During germination a lot of energy is required. This energy is derived from the stored food materials.

It follows, therefore that as the seed germinates its weight decreases. This is because the stored food is being used. The decrease in weight continues until the seedling is capable of photosynthesizing.

Environmental Conditions necessary for germination

Environmental conditions necessary for germination are moisture, oxygen and suitable temperature.

The amount of each of these requirements varies greatly in different seeds. Seeds of some water plants for example, will germinate while submerged in water. The small amount of oxygen dissolved in water is enough to enable them to germinate. On the other hand, seeds of most land plants will not germinate when submerged in water. This is because they require plenty of oxygen. Seeds of desert plants require very little water to germinate. Dew is enough for them to germinate.
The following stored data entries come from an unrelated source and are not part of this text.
PR #278, opened 2026-08-07
fix(ui): report the true urgent count, and remove the dead /feedback chip

perrozzi:
Two independent UI defects, both of which caused the app to display wrong or dead information in its
persistent chrome. Neither changes any layout.

## 1. The urgent-count badge showed a different number on every page

Observed on a running deployment: sidebar badge **5** on Dashboard, **10** on Categories, while the
Dashboard's own "Urgent Issues" metric card read **11** at the same moment. `11` was correct.

Two independent causes compounded:

**Cache-key collision.** `Layout.tsx` and `Dashboard.tsx` both requested `/feedback/urgent` under the
identical query key `['urgent', dateParams]` while passing different limits (10 and 5). `limit` was
not part of the key, so both resolved to one cache entry and the badge rendered whichever response
landed last — the list's page size on Dashboard, its own limit elsewhere.

**The endpoint returns a page length, not a total.** `metrics_handler.py` ends
`get_urgent_feedback` with `return {'count': len(items), 'items': items[:limit]}`, and the scan loop
breaks once `len(items) >= limit`. So `count` is clamped by the limit it was called with, and the
badge could never report more than 10 regardless of the real number.

Either fix alone leaves the badge wrong, so both are addressed:

- The badge now reads `urgent_count` from `/metrics/summary`, which sums the precomputed
  `METRIC#urgent` daily aggregates and is exact for the window. It **deliberately shares Dashboard's
  `['summary', dateParams]` key** — identical parameters, one cache entry — so the badge and the
  metric card cannot disagree by construction. `Layout` no longer fetches the urgent list at all,
  removing one request per page.
- `limit` is now part of Dashboard's urgent-list key, so a future caller with a different limit
  cannot recreate the collision.
- The `Urgent Issues (N)` heading had the same defect — it reported the preview list's page size. It
  now reports the summary total, so a window with 11 urgent items showing a 5-item preview is headed
  11, not 5.
- The preview size became a named constant, which also resolved a mismatch found on the way: the
  query fetched 5 items while the component sliced to 6.

## 2. The landing page rendered a raw i18n key and linked to a removed route

`Home.tsx` built the "Read the signals" card with
`{ to: '/feedback', labelKey: 'common:nav.feedback' }`. Both halves were stale after the standalone
Feedback list was consolidated into Categories (#198): `nav.feedback` no longer exists in
`common.json`, so i18next fell back to echoing the key, and `/feedback` survives only as a redirect.
The card already carried a Categories chip, so the dead chip was also a duplicate.

**The app's default route displayed a chip labelled literally `nav.feedback`, in all 8 locales.**

Removed with it, from the same consolidation:

- the orphaned `feedback` locale namespace — 12 keys × 8 locales with no consumer, still registered
  in `i18n/config.ts`, `scripts/i18n-check.mjs` and `test/setup.ts`
- the stale `breadcrumbs.feedback` key

Verified no component resolves that namespace, by name or via an explicit `feedback:` key prefix.

## Verification

This repo has no CI, so every figure below is a local run.

- `tsc -b` clean, `eslint .` clean (0 warnings, gate is `--max-warnings 0`)
- **1802 frontend tests pass** (114 files)
- 4 new badge tests in `Layout.test.tsx`, 1 in `Dashboard.test.tsx`
- **Fail-on-revert proven:** restoring the `getUrgentFeedback` source fails exactly 3 of the 4 new
  Layout tests. The fourth (zero-state) correctly still passes, because both paths agree on 0 — the
  failing *set* is the evidence the tests are targeted rather than broad.
- **Verified visually** against the repo's mock server, whose two sources diverge naturally
  (`/metrics/summary` reports 23; `/feedback/urgent` reports 1). Badge reads **23** on Home,
  Dashboard, Categories, Settings and Projects — consistent across routes — and the urgent section is
  headed **"Urgent Issues (23)"**. Before this change the badge showed 1 beside a card showing 23.
  Home renders **zero** raw i18n key tokens, and the German locale still resolves after the namespace
  removal.

## Two things a reviewer should know

**1. This inherits a fan-out cost, and it is not addressed here.** `/metrics/summary` loops `days`
sequential `get_item` calls three times over (daily totals, sentiment, urgent), so a 90-day window is
roughly 270 round-trips against about one query for the list call the badge used before — and it now
runs on pages that never needed a summary. Request *count* is unchanged (one per staleTime window per
`dateParams`, shared with Dashboard); the single request is heavier.

The fix belongs in the handler, not the frontend, and **the same file already shows the right shape
three times over**: the sources, personas and entities blocks build a date set and issue one query
filtered in memory, instead of one `get_item` per day. That is a backend change needing its own
benchmarks, deliberately out of scope for a badge-correctness fix. A `COST NOTE` in `Layout.tsx`
points at it so it is not lost.

**2. `npm run i18n:validate` exits 1 on this branch — and on `development`.** It reports
`missing 0 / extra 0 / empty 40 / untranslated 0`. Those 40 empties are pre-existing
plural-inflection debt in de/es/fr/pt. Confirmed by running the same gate in a clean worktree of the
base commit: **identical totals**. This matters here specifically because removing a locale namespace
is exactly the edit that could introduce parity errors, and it introduced none.


perrozzi:

This PR fixes two real UI defects: the sidebar urgent badge now reads the exact `urgent_count` from `/metrics/summary` instead of the limit-clamped `count` from `/feedback/urgent`, `limit` is added to Dashboard's urgent query key to break the cache-key collision, and the dead `/feedback` chip plus the orphaned `feedback` locale namespace are removed. The diagnosis is correct and the frontend changes are clean and well-commented; my concerns are the missing test for the Home/i18n half, the fact that the shared `['summary', dateParams]` key is enforced only by comment, and that the root-cause backend semantics are left untouched.

### Blockers

- **No regression test for defect #2.** `src/pages/Home/Home.tsx` removed a chip that rendered the literal string `nav.feedback` in all locales, and `nav.feedback` was deleted from 8 `common.json` files plus the whole `feedback` namespace from `i18n/config.ts`, `scripts/i18n-check.mjs` and `test/setup.ts` — with zero test coverage. Per the repo rule, a bug fix needs a test that fails when the fix is reverted. Add a `Home.test.tsx` case asserting the phase-2 links render no raw key text (e.g. no node matching `/^[a-z]+\.[a-zA-Z]+$/` / no `nav.feedback`), and ideally extend `scripts/i18n-check.mjs` to assert every `labelKey`/`titleKey` literal in `src/` resolves in the source locale — that is the check that would have caught this class of bug in the first place, and would catch it again after the next route consolidation.

### Should fix

- **The deliberate key sharing is enforced by a comment, not by code.** `Layout.tsx` uses `queryKey: ['summary', dateParams]` / `queryFn: () => api.getSummary(dateParams)` and relies on `Dashboard.tsx` doing exactly the same. That is the same failure mode this PR is fixing (`['urgent', dateParams]` with divergent args), just pointed at a different endpoint: the moment either caller passes an extra argument to `getSummary` (project filter, extra flag) the two observers silently share one entry again. Extract a `useSummaryQuery(dateParams)` hook or a `queryKeys.summary(dateParams)` factory that both call, so the invariant is structural. While there, confirm the two queries' options match — Layout uses `enabled: !!config.apiEndpoint` and Dashboard `enabled: isConfigured`, and if only one sets `staleTime`/`refetchOnMount` the shared entry will refetch on mount of the stricter observer, undoing the "request count is unchanged" claim.
- **The clamped `count` in `metrics_handler.get_urgent_feedback` is still there.** The frontend now routes around it, but the field remains misleading for any current or future consumer, and there is no pytest regression pinning the behaviour. Either fix the handler to return a true total, or rename the field to something honest (`returned_count`, plus `has_more`) and add a pytest case; a frontend-only workaround leaves the trap armed.
- **Heading/badge can now contradict the list it sits above.** `UrgentFeedback` gets `count` from `summary?.urgent_count` but `items` from `/feedback/urgent` — two different data sources (precomputed `METRIC#urgent` aggregates vs. a table scan). If aggregates are missing/not backfilled you get `Urgent Issues (0)` above a populated list; if the window boundaries differ you get `(11)` above an empty state. Worth a small guard or at least a comment/test documenting the intended behaviour when the two disagree (`Dashboard.tsx:250`, `409`).
- **Description/diff mismatch:** the description says the stale `breadcrumbs.feedback` key was removed, but the `common.json` diffs contain only the `nav.feedback` hunk. Either it was missed or the description overstates the change.

### Nits

- `Layout.tsx`: the `COST NOTE` cites `metrics_handler.py:684, 692, 701`. Line numbers rot on the next edit — reference the function/block names instead, and link a tracking issue rather than carrying a 15-line essay in a component body.
- `Layout.test.tsx`: `mockGetUrgentFeedback.mockResolvedValue(...)` is still seeded in three `beforeEach` blocks where the component no longer calls it; only the negative-assertion test needs it.
- `Dashboard.test.tsx`: the new test depends on the shared fixtures diverging (summary 5 vs. preview 3). Assert that precondition inline (or set the mocks in the test) so a future fixture tidy-up doesn't quietly make the test vacuous.
- `URGENT_PREVIEW_LIMIT` fixes the 5-fetch/6-slice mismatch — nice catch; consider asserting `items.length <= URGENT_PREVIEW_LIMIT` in a test so the two can't drift again.

---

perrozzi:
_(Answering review round 1 on `4695a93`. Addressed in `cd05dbf`, pushed right after this comment.)_

Good review — the blocker was right and two of the should-fixes found things I had considered and got wrong. One claim is inverted; details at the end.

## Blocker — no regression test for defect #2 ✅ fixed, both halves

`Home.test.tsx` gains two cases (no raw i18n key renders anywhere; no link targets `/feedback`). Both fail when the chip is restored — verified, not assumed.

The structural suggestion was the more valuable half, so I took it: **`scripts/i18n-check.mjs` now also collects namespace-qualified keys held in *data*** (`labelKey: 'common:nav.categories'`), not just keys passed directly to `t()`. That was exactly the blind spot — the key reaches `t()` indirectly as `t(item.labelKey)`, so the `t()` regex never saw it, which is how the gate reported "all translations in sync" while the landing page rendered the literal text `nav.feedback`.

Epigeal and hypogeal germination

When the seedling emerges from the soil it is curved. The curved portion, the hypocotyl, pushes through the soil. As germination continues the hypocotyl straightens and carries the cotyledons and the plumule above the soil surface. This type of germination where the cotyledons are carried above the soil is calledEpigeal Germination. Examples of other seeds that exhibit epigeal germination are those of most dicotyledons plants such seeds includes castor oil seeds, groundnuts, cotton and Bambara nuts. Epigeal germination occurs also in a few monocotyledonous seeds such as onions and lilies.
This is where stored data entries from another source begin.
PR #279, opened 2026-08-07
perf(api): read metric windows in one query instead of one get_item per day

perrozzi:
## What

Removes every per-day sequential `get_item` walk over the **aggregates** table in `metrics_handler.py`, replacing each with a single windowed query.

| Endpoint | Before | After |
|---|---|---|
| `/metrics/summary` | 3 × `days` (~**270** at 90d) | **3** queries |
| `/metrics/sentiment` | 4 × `days` (~360 at 90d) | **4** queries |
| `/metrics/categories` | N × `days` | **N** queries |
| `/feedback/entities` | N × `days` + `days` | **N + 1** queries |

Round-trip count is now independent of the requested window. Measured baseline for `/metrics/summary` on **6,234 feedback items**: **7d 565 ms · 30d 1011 ms · 90d 2609 ms** — linear in `days`, which is the fan-out showing through.

## Why now

#278 moved the sidebar urgent badge onto `/metrics/summary` (`urgent_count`), because the endpoint it read before reported a clamped page length and could never express the true count — at 90d it showed `10` against a real `306`, and raising `limit` could not fix it (`validate_limit(max_val=100)`). That fix was right, and it put a caller on the heaviest fan-out in the file.

To be precise about the impact, since it's easy to overstate: `Layout` is the parent route element so it never unmounts, and the query sets no `refetchInterval` — navigation triggers **zero** refetches, and the client cost is one fetch per session per window under TanStack's `staleTime: 30000`. The real problem is that **there is no server-side cache at any layer** — no API Gateway cache cluster, no memoization in the handler, aggregates read fresh every call. So the client cache protects one tab and amortizes nothing across users: N concurrent users cost N× the fan-out. That's a workshop's exact load profile, and it's only fixable server-side.

## How

The aggregates table is keyed `(pk, sk)` with `sk` = `'YYYY-MM-DD'`. ISO dates sort lexicographically, so a trailing window is one **contiguous sort-key range** and `between()` expresses it server-side:

```python
KeyConditionExpression=Key('pk').eq(pk) & Key('sk').between(oldest, newest),
ScanIndexForward=False,
```

**This is deliberately not the `gsi1-by-metric-type` shape** that `/metrics/sources` and `/metrics/personas` use, and that difference is the main thing worth reviewing. I had assumed it would be a straight substitution of the existing pattern; it isn't. That GSI only carries items the aggregator tags with `metric_type`, and `get_metric_type()` tags **only** `METRIC#daily_source#` and `METRIC#persona#` ([`aggregator/handler.py:26-31`](../blob/development/voc-datalake/lambda/aggregator/handler.py)) — precisely the two endpoints that use it. The five partitions here carry no such attribute.

So the fan-out was never an oversight; it was a consequence of the index not covering these items. Extending the GSI would have meant an aggregator change plus a backfill, with existing items silently missing from results until backfilled. Querying the base table by known `pk` needs neither, and is tighter besides: it filters the window server-side, where the GSI shape reads every date ever recorded and discards most of it in memory.

### `ScanIndexForward=False` is load-bearing

The replaced loops counted `i` up from `0` (today), so `daily_totals` and `daily_sentiment` reach the client **newest-first** and are charted in that order. A default ascending query would have reversed both series while leaving every total correct — a silent regression with no failing assertion anywhere. There's a test naming exactly that.

## Verification

- **pytest 1043 → 1050.** `test:cdk` 155 unchanged. No new ruff findings in any of the three changed files (`metrics_handler.py` 4 → 4, `test_metrics_handler.py` 17 → 17, `..._date_basis.py` 1 → 1; the repo-wide ruff baseline is pre-existing and untouched).
- **Proved non-vacuous:** reverting the handler while keeping the tests fails all 7 new tests plus the 3 updated ones. Nothing here passes by accident.
- `urgent_count` is pinned to the exact window sum, because the sidebar badge and the Dashboard `Urgent Issues (N)` heading both read it and #278 exists to keep them equal.
- Window equivalence is pinned by comparing whole boto3 `Condition` objects, so the `pk`, both bounds and the operators are asserted at once — including the `days=1` edge, which must read exactly one date rather than a zero-width or off-by-one range.

## Out of scope, deliberately

Two per-day loops remain, both over the **feedback** table via the date GSI (`:150` `_scan_recent_items`, `:260` `/feedback`). They're a different class: they carry a `soft_cap`, per-partition paging and an `is_partial` signal, so collapsing them means a real design decision about source push-down and how partiality is preserved. That belongs in its own change. `:464` is capped at `min(days, 7)` and is bounded by construction, not this bug.

## Incidental

- Fixed a latent test-isolation bug my stricter assertions exposed: `get_configured_categories` memoizes in a module-level cache that other test modules populate, so the category test passed alone and failed in the full suite. It now calls `clear_categories_cache()`, matching the precedent in `shared/test/test_api.py`.
- Two existing assertions were updated rather than deleted. `test_imported_basis_still_reads_aggregates` asserted `get_item.called`, but its intent is *which table* is read, not the call shape, so it now asserts `query.called`. Its sibling claiming the aggregates table is "bypassed entirely" under review basis now asserts **both** access shapes are absent, which is what "entirely" requires.
- Three previously near-vacuous assertions were tightened while I was in there (`'total_feedback' in body` → exact values), since they could not have caught an equivalence regression.
- New tests skip the per-test `sys.path.insert` boilerplate the older ones carry — `conftest.py:13-16` already puts both directories on `sys.path`, so it's redundant. I left the 17 existing instances alone rather than churn this diff.

### DIFF
--- a/voc-datalake/lambda/api/metrics_handler.py
+++ b/voc-datalake/lambda/api/metrics_handler.py
@@ -421,13 +421,11 @@ def get_entities():
     categories_list = get_configured_categories(aggregates_table)
     category_counts = {}
     for category in categories_list:
-        total = 0
-        for i in range(days):
-            date = (current_date - timedelta(days=i)).strftime('%Y-%m-%d')
-            response = aggregates_table.get_item(Key={'pk': f'METRIC#daily_category#{category}', 'sk': date})
-            item = response.get('Item')
-            if item:
-                total += int(item.get('count', 0))
+        total = sum(
+            int(item.get('count', 0))
+            for item in _query_metric_window(
+                f'METRIC#daily_category#{category}', days, current_date)
+        )
         if total > 0:
             category_counts[category] = total
     
@@ -455,13 +453,10 @@ def get_entities():
             persona_counts[persona_name] = persona_counts.get(persona_name, 0) + int(item.get('count', 0))
     
     # Get feedback count
-    feedback_count = 0
-    for i in range(days):
-        date = (current_date - timedelta(days=i)).strftime('%Y-%m-%d')
-        response = aggregates_table.get_item(Key={'pk': 'METRIC#daily_total', 'sk': date})
-        item = response.get('Item')
-        if item:
-            feedback_count += int(item.get('count', 0))
+    feedback_count = sum(
+        int(item.get('count', 0))
+        for item in _query_metric_window('METRIC#daily_total', days, current_date)
+    )
     
     # Extract issues from recent feedback
     issues = {}
@@ -676,6 +671,42 @@ def _summary_from_items(days: int) -> dict:
     }
 
 
+def _query_metric_window(pk: str, days: int, current_date: datetime) -> list[dict]:
+    """Read one metric partition's trailing `days` window in a SINGLE query.
+
+    The aggregates table is keyed `(pk, sk)` with `sk` = 'YYYY-MM-DD'. ISO dates
+    sort lexicographically, so a trailing window is a contiguous sort-key range
+    and `between()` expresses it server-side: **one** request regardless of
+    `days`, replacing the one `get_item` per day this helper was extracted to
+    remove (`/metrics/summary` alone issued 3 x days, ~270 at a 90-day window).
+
+    Items come back NEWEST FIRST (`ScanIndexForward=False`) because the loops
+    this replaces walked `i` from 0 (today) upward, and `daily_totals` /
+    `daily_sentiment` are handed to the client in that order to be charted.
+    A plain query would return them ascending and silently reverse the charts.
+
+    Deliberately NOT the `gsi1-by-metric-type` shape used by `/metrics/sources`
+    and `/metrics/personas`. That index only carries items the aggregator tags
+    with `metric_type`, and it tags *only* `METRIC#daily_source#` and
+    `METRIC#persona#` (`aggregator/handler.py:26-31`) — precisely the two
+    endpoints that use it. The partitions here carry no such attribute and need
+    none: their `pk` is known, so the base table's own key schema answers the
+    question directly, and the window is filtered server-side rather than
+    reading every date ever recorded and discarding most of it in memory.
+
+    One page suffices: `validate_days` caps `days` at 365 and these are
+    single-counter items (~150 bytes), so a full window is ~55 KB against
+    DynamoDB's 1 MB page limit.
+    """
+    oldest = (current_date - timedelta(days=days - 1)).strftime('%Y-%m-%d')
+    newest = current_date.strftime('%Y-%m-%d')
+    response = aggregates_table.query(
+        KeyConditionExpression=Key('pk').eq(pk) & Key('sk').between(oldest, newest),
+        ScanIndexForward=False,
+    )
+    return response.get('Items', [])
+
+
 @app.get("/metrics/summary")
 @tracer.capture_method
 def get_summary():
@@ -689,30 +720,21 @@ def get_summary():
     
     current_date = datetime.now(timezone.utc)
     
-    totals = []
-    for i in range(days):
-        date = (current_date - timedelta(days=i)).strftime('%Y-%m-%d')
-        response = aggregates_table.get_item(Key={'pk': 'METRIC#daily_total', 'sk': date})
-        item = response.get('Item')
-        if item:
-            totals.append({'date': date, 'count': item.get('count', 0)})
+    totals = [
+        {'date': item['sk'], 'count': item.get('count', 0)}
+        for item in _query_metric_window('METRIC#daily_total', days, current_date)
+    ]
     
     sentiment_data = []
-    for i in range(days):
-        date = (current_date - timedelta(days=i)).strftime('%Y-%m-%d')
-        response = aggregates_table.get_item(Key={'pk': 'METRIC#daily_sentiment_avg', 'sk': date})
-        item = response.get('Item')
-        if item and item.get('count', 0) > 0:
+    for item in _query_metric_window('METRIC#daily_sentiment_avg', days, current_date):
+        if item.get('count', 0) > 0:
             avg = float(item.get('sum', 0)) / float(item.get('count', 1))
-            sentiment_data.append({'date': date, 'avg_sentiment': round(avg, 3), 'count': item.get('count')})
+            sentiment_data.append({'date': item['sk'], 'avg_sentiment': round(avg, 3), 'count': item.get('count')})
     
-    urgent_count = 0
-    for i in range(days):
-        date = (current_date - timedelta(days=i)).strftime('%Y-%m-%d')
-        response = aggregates_table.get_item(Key={'pk': 'METRIC#urgent', 'sk': date})
-        item = response.get('Item')
-        if item:
-            urgent_count += item.get('count', 0)
+    urgent_count = sum(
+        item.get('count', 0)
+        for item in _query_metric_window('METRIC#urgent', days, current_date)
+    )
     
     total_feedback = sum(int(t.get('count', 0)) for t in totals)
     avg_sentiment = sum(float(s.get('avg_sentiment', 0)) * int(s.get('count', 0)) for s in sentiment_data) / max(total_feedback, 1)
@@ -750,14 +772,11 @@ def get_sentiment_metrics():
                 result[sentiment] += 1
     else:
         for sentiment in sentiments:
-            total = 0
-            for i in range(days):
-                date = (current_date - timedelta(days=i)).strftime('%Y-%m-%d')
-                response = aggregates_table.get_item(Key={'pk': f'METRIC#daily_sentiment#{sentiment}', 'sk': date})
-                item = response.get('Item')
-                if item:
-                    total += int(item.get('count', 0))
-            result[sentiment] = total
+            result[sentiment] = sum(
+                int(item.get('count', 0))
+                for item in _query_metric_window(
+                    f'METRIC#daily_sentiment#{sentiment}', days, current_date)
+            )
     
     total = sum(result.values())
     return {
@@ -794,13 +813,11 @@ def get_category_metrics():
             result[category] = result.get(category, 0) + 1
     else:
         for category in categories:
-            total = 0
-            for i in range(days):
-                date = (current_date - timedelta(days=i)).strftime('%Y-%m-%d')
-                response = aggregates_table.get_item(Key={'pk': f'METRIC#daily_category#{category}', 'sk': date})
-                item = response.get('Item')
-                if item:
-                    total += item.get('count', 0)
+            total = sum(
+                int(item.get('count', 0))
+                for item in _query_metric_window(
+                    f'METRIC#daily_category#{category}', days, current_date)
+            )
             if total > 0:
                 result[category] = total
     
--- a/voc-datalake/lambda/api/metrics_handler.py
+++ b/voc-datalake/lambda/api/metrics_handler.py
@@ -225,7 +225,7 @@ def _query_metric_window(pk: str, days: int, current_date: datetime) -> list[dic
     # it rather than return a quietly short answer that reads as authoritative.
     logger.warning(
         'Metric window paging hit its bound; returning a partial window',
-        extra={'pk': pk, 'days': days, 'pages': days, 'items': len(items)},
+        extra={'pk': pk, 'days': days, 'items': len(items)},
     )
     return items
 
--- a/voc-datalake/lambda/api/metrics_handler.py
+++ b/voc-datalake/lambda/api/metrics_handler.py
@@ -187,6 +187,45 @@ def _scan_window_items(
 # Feedback Endpoints
 # ============================================
 
+def _query_metric_window(pk: str, days: int, current_date: datetime) -> list[dict]:
+    """Read one metric partition's trailing `days` window, newest date first.
+
+    `sk` is 'YYYY-MM-DD' and ISO dates sort lexicographically, so a window is a
+    contiguous sort-key range that `between()` bounds server-side: a fixed
+    number of requests regardless of `days`, not one `get_item` per day.
+
+    `ScanIndexForward=False` is load-bearing. Callers hand these items straight
+    to the client as `daily_totals` / `daily_sentiment`, which are charted
+    newest-first; DynamoDB's default ascending order would reverse both series
+    while leaving every total correct.
+
+    Not the `gsi1-by-metric-type` index: it only holds items the aggregator tags
+    with `metric_type`, which is just the daily_source and persona partitions.
+    These `pk`s are known anyway, so the base table answers directly and bounds
+    the window server-side instead of reading all dates and filtering in memory.
+    """
+    oldest = (current_date - timedelta(days=days - 1)).strftime('%Y-%m-%d')
+    newest = current_date.strftime('%Y-%m-%d')
+    condition = Key('pk').eq(pk) & Key('sk').between(oldest, newest)
+    items: list[dict] = []
+    kwargs: dict = {'KeyConditionExpression': condition, 'ScanIndexForward': False}
+    # A 365-day window of counter items sits far inside one 1 MB page today, but
+    # that rests on item width the aggregator controls, and these endpoints have
+    # no is_partial signal with which to report a truncated window. So follow the
+    # cursor -- but bounded, never `while True`: one date yields at most one item
+    # and an unfiltered page yields at least one, so a window of `days` dates
+    # cannot span more than `days` pages. A bound also means a surprising
+    # response shape degrades to a short read instead of spinning.
+    for _ in range(days):
+        response = aggregates_table.query(**kwargs)
+        items.extend(response.get('Items', []))
+        last_key = response.get('LastEvaluatedKey')
+        if not last_key:
+            break
+        kwargs['ExclusiveStartKey'] = last_key
+    return items
+
+
 @app.get("/feedback")
 @tracer.capture_method
 def list_feedback():
@@ -669,42 +708,6 @@ def _summary_from_items(days: int) -> dict:
         'daily_totals': totals,
         'daily_sentiment': sentiment_data,
     }
-
-
-def _query_metric_window(pk: str, days: int, current_date: datetime) -> list[dict]:
-    """Read one metric partition's trailing `days` window in a SINGLE query.
-
-    The aggregates table is keyed `(pk, sk)` with `sk` = 'YYYY-MM-DD'. ISO dates
-    sort lexicographically, so a trailing window is a contiguous sort-key range
-    and `between()` expresses it server-side: **one** request regardless of
-    `days`, replacing the one `get_item` per day this helper was extracted to
-    remove (`/metrics/summary` alone issued 3 x days, ~270 at a 90-day window).
-
-    Items come back NEWEST FIRST (`ScanIndexForward=False`) because the loops
-    this replaces walked `i` from 0 (today) upward, and `daily_totals` /
-    `daily_sentiment` are handed to the client in that order to be charted.
-    A plain query would return them ascending and silently reverse the charts.
-
-    Deliberately NOT the `gsi1-by-metric-type` shape used by `/metrics/sources`
-    and `/metrics/personas`. That index only carries items the aggregator tags
-    with `metric_type`, and it tags *only* `METRIC#daily_source#` and
-    `METRIC#persona#` (`aggregator/handler.py:26-31`) — precisely the two
-    endpoints that use it. The partitions here carry no such attribute and need
-    none: their `pk` is known, so the base table's own key schema answers the
-    question directly, and the window is filtered server-side rather than
-    reading every date ever recorded and discarding most of it in memory.
-
-    One page suffices: `validate_days` caps `days` at 365 and these are
-    single-counter items (~150 bytes), so a full window is ~55 KB against
-    DynamoDB's 1 MB page limit.
-    """
-    oldest = (current_date - timedelta(days=days - 1)).strftime('%Y-%m-%d')
-    newest = current_date.strftime('%Y-%m-%d')
-    response = aggregates_table.query(
-        KeyConditionExpression=Key('pk').eq(pk) & Key('sk').between(oldest, newest),
-        ScanIndexForward=False,
-    )
-    return response.get('Items', [])
 
 
 @app.get("/metrics/summary")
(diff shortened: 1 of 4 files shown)


perrozzi:

This PR replaces per-day `get_item` walks over the aggregates table in `metrics_handler.py` with a single `Key('pk').eq(...) & Key('sk').between(...)` query per metric partition, extracted into `_query_metric_window`, and adds tests pinning the query shape, `ScanIndexForward=False`, and window-count independence from `days`. The core reasoning is sound and the window math is right: the old loop visited `current_date - 0 .. current_date - (days-1)`, which is exactly `between(current-(days-1), current)`, and `days=1` collapses to a single date. Choosing the base table over `gsi1-by-metric-type` is well justified. Two things need confirming before merge (IAM and paging), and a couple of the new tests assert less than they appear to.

Germination of maize grain follows a different pattern from that of a bean seed. The plumule pushes its way out of the soil while the cotyledon remains underground. The plumule does not form a hook as in bean seeds. This type of germination in which the cotyledons remains underground is called hypogeal germination. Other examples of grains exhibitions hypogeal germination are wheat, sorghum and millet. A few dicotyledonous seed such as kidney beans and broad beans exhibit hypogeal germination.

Germination can occur only in a seed, which is viable. A viable seed is one in which the embryo is alive. The length of time of a seed can remain viable carries in different species. Many seeds remain viable up to 50 years if properly stored.